- [EXERCISE AIM]: Across the records below, how many lines include the string "elapsed"? State the number and nothing more.

[Stored data]
━━━
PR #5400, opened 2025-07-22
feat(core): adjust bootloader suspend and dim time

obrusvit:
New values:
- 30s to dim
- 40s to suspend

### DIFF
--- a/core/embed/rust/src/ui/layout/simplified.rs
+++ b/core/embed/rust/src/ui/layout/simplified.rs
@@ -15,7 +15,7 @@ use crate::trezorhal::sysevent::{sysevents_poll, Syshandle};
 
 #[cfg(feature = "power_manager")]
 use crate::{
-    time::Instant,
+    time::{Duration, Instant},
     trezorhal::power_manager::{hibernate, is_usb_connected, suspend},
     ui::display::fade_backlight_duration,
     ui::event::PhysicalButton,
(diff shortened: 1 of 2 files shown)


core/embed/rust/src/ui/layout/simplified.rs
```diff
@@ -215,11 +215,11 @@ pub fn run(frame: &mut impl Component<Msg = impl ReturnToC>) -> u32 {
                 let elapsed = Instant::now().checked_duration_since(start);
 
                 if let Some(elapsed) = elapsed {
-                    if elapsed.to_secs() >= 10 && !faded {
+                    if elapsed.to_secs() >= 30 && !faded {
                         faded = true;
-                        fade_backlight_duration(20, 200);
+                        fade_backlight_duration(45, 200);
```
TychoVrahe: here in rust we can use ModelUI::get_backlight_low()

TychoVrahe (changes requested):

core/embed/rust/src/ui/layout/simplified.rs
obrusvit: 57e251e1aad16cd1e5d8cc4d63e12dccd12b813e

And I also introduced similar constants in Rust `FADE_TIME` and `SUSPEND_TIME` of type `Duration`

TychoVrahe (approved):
━━━
- [ANSWER SPACE]: 4